Not sure how this gem escaped my radar but I saw it at the local library recently and quickly took it home. And, it is a wonderful read. Hal Rubenstein the fashion director of InStyle and created the classic Egg magazine (of which I have two copies hanging around, still).
Rubenstein writes with charm and lightness and of course with a deep sense of fashion history to back up his choices for the title of Unforgettable. Although I do have one misgiving of that Julia Roberts red dress from Pretty Woman but that probably has more to do with my not caring for Miss J as an actress than the dress itself. Well, no I don’t care for the dress either. I also enjoyed that some of the dresses in the book I have on my tumblr blog.
One in particular is the dress designed by Edith Head for Bette Davis in All About Eve (Awesome movie, rent it.) That beautiful chocolate-brown, so daring to make brown sexy and bold. And, then of course Bette herself in it. Wow. Hal offers a little backstage gossip/history on the dresses which is icing on the cake. Just looking at the dresses would be good enough. I think I would be hard pressed to pick one of the hundred as my all time favorite.

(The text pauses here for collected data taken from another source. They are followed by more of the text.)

PR #11, opened 2026-01-24
chore: import node process explicitly

iiio2:
I think in nuxt, we've explicitly import node:process. That is why I thought we can do it here maybe.


danielroe:
looks good! can you see if you can configure oxlint to require this? 🙏

iiio2:
@danielroe , Yes, I think i've done it.

danielroe:
thank you

iiio2:
Thanks. :heart:

PR #12, opened 2026-01-24
chore: fix spacing between packages

iiio2:
I've used ai (claude pro) to fix it. previously it looks like yarnadd, denoadd, bunadd like that.


danielroe:
I think i already fixed this

danielroe:
can you hard reload and add a screenshot?

iiio2:
Actaully I've seen like that. Suppose you come to the page. the default is npm. Now you switch to pnpm. Then come back to npm, then you see npminstall. also i have seen yarnadd, bunadd like that. Let me check again this.

iiio2:
@danielroe , Yes. It is actually fixed. Thanks.

PR #15, opened 2026-01-24
fix: show directory listing instead of error when opening folder path

azat-io:
When you open a directory while viewing code using breadcrumbs, you get an error.

Before:

image

After:

image


danielroe:
thank you! ❤️

PR #17, opened 2026-01-24
chore: Add warning message on connector modal

neutrino2211:
This adds a little warning to the connector modal. Makes it clear to the user that performing the action will give npmx access to the npmcli and connected contexts as well.

Screenshot 2026-01-24 at 14 15 08

Messaging might need some work though.


danielroe:
this looks great! we should also add a similar message that the connect prints out when starting up

PR #20, opened 2026-01-24
chore: Add warning message from #17 to the cli as well

neutrino2211:
Added the warning message in the UI to the cli logs. Currently done in separate lines.

image

### DIFF
--- a/cli/src/cli.ts
+++ b/cli/src/cli.ts
@@ -2,6 +2,7 @@
 import process from 'node:process'
 import { spawn } from 'node:child_process'
 import * as p from '@clack/prompts'
+import pc from 'picocolors'
 import { defineCommand, runMain } from 'citty'
 import { listen } from 'listhen'
 import { toNodeListener } from 'h3'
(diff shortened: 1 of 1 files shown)


cli/src/cli.ts
```diff
@@ -51,6 +51,7 @@ const main = defineCommand({
 
     if (!npmUser) {
       logWarning('Not logged in to npm. Starting npm login...')
+      logWarning('This allows npmx to access your npm cli and any authenticated contexts.')
```
danielroe: we should display the warning even if user is already logged into npm

neutrino2211: Okay. Should the message be before or after the "Checking npm authentication..." Message?

danielroe: maybe it should be on startup, and require you to confirm you still want to proceed?

neutrino2211: That makes sense

neutrino2211:
It now
- Shows the message on startup
- Exits on selecting 'no'/cancelling
- Shows an exit message using logError <- Is this okay?

PR #25, opened 2026-01-24
fix: wrap package node engines to next line

jhroemer:
So I was looking at fixing the node version layout as a simple contribution: 

Screenshot 2026-01-24 at 17 48 45

But I realize you already fixed it in the meantime by truncating :-)
Anyway - I don't thinking wrapping to two lines is that bad of an idea, if you make sure the div doesn't center align, and right-align the packages text. Truncating can be a little bit annoying sometimes. Just a proposal of course.

Screenshot 2026-01-24 at 21 38 17


danielroe:
thank you! ❤️

PR #26, opened 2026-01-24
chore: improve noise during tests

devdumpling:
## Overview

I've been spending some time trying to better understand the repo and like to start by running tests to get a sense of where testing is at. 

However, I was hitting quite a bit of noise, and noticed it seems to be mostly two issues:

### double `sharp` dep

We have two versions of sharp being installed by dependencies, which is then causing `objc` to complain down the line. I'd think it's safe to resolve this by overriding the `sharp` dep. It's only a single minor diff between the two if you look at `pnpm why sharp -r`. Doing this both resolves the issue and cleans up the double dep. 

Additionally, I've pinned the `onlyBuiltDeps` to specific versions. This is a recent pnpm feature that I've been implementing at work since there have been a lot of accidental builds (e.g. shai hulud). `pnpm` already catches a lot, but this makes it even more explicit. 

### vitest / rolldown unable to parse issues

Currently if you run `pnpm test:unit` you'll get a slew of noise around parsing errors. I believe what's happening is that they're trying to parse coverage for some top level async await patterns in specific files. This might be fixed by moving from `v8` as the provider to `istanbul`, but didn't want to shake it up too much. 

I thought for now it might be reasonable to simply ignore the offending files from coverage to limit the noise, but if people feel this loss of visibility is dangerous (it only affects coverage) or illusory, then we can keep it off. 

## Before / After

This is what you see before (note all the parsing noise that makes TDD hard if you're into that)

https://github.com/user-attachments/assets/223e51ff-93f6-4809-89a2-bc417bd604ca

aaaaand after!

https://github.com/user-attachments/assets/fc90881f-9973-44e3-83ae-5c5f2ac3fe9f

### DIFF
--- a/vitest.config.ts
+++ b/vitest.config.ts
@@ -40,6 +40,18 @@ export default defineConfig({
     coverage: {
       enabled: true,
       provider: 'v8',
+      // Exclude files that cause parse errors during coverage remapping.
+      // The V8 coverage provider uses rolldown to parse source files, but
+      // rolldown seems to currently fail on Vite's SSR transform output (`await __vite_ssr_import__`).
+      exclude: [
+        '**/node_modules/**',
+        'cli/**',
+        'server/utils/readme.ts',
+        'server/utils/code-highlight.ts',
+        'server/utils/npm.ts',
+        'server/utils/shiki.ts',
+        'server/utils/jsr.ts',
+      ],
     },
   },
 })
--- a/package.json
+++ b/package.json
@@ -78,6 +78,9 @@
     "vite": "^8.0.0-beta.10"
   },
   "pnpm": {
+    "overrides": {
+      "sharp": "0.34.5"
+    },
     "packageExtensions": {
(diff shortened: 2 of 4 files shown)


vitest.config.ts
```diff
@@ -40,6 +40,18 @@ export default defineConfig({
...
+      // rolldown seems to currently fail on Vite's SSR transform output (`await __vite_ssr_import__`).
+      exclude: [
+        '**/node_modules/**',
+        'cli/**',
+        'server/utils/readme.ts',
+        'server/utils/code-highlight.ts',
+        'server/utils/npm.ts',
+        'server/utils/shiki.ts',
+        'server/utils/jsr.ts',
+      ],
```
AriPerkkio, line 54: Sorry to ping on closed PR @devdumpling - happy to discuss this else where too.

How do I reproduce these errors? Even after removing the `exclude` array here I don't see any parsing errors 🤔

I love the dress Nicole Kidman wore to the Oscars in 1997. Designed by Galliano for Dior it really does have a place in history as the dress that turned the Oscar’s red carpet into a haute couture runway. The color, the embroidery, Nicole, just beautiful. But, then I love vintage and have a hard time picking modern over just about anything designed by Edith Head.
The book is a lovely read and a visual feast for anyone who loves fashion, sewing, art and design. All the greats are here, Dior, Chanel, Ford, Prada and Yves Saint Laurent. Plus, there are lesser known designers like Norman Norell, Sorelle Fontana, Roland Mouret and Omar of Omaha (Phyllis Diller’s designer no less) all represented. One that I was sweetly surprised to see in this book was Claire McCardell. McCardell is probably best know for creating wearable dresses for the American woman, the homemaker and the working woman. As Rubenstein notes in his section to her, McCardell’s influence in fashion was in creating clothes that were tasteful, wearable and comfortable for the women of the time. McCardell actually created a wrap dress as early as the 1940’s, well before the great DVF. She liked using men’s fabrics for the durability and easy care fabrics because being a mother or housewife is messy. She loved the use of belts in her dresses and promoted the growing popularity of pants for women. Below is a photo of the lovely Dovima wearing a McCardell dress.
I hope that Mr. Rubenstein gives us the pleasure of an additional 100 unforgettable dresses soon.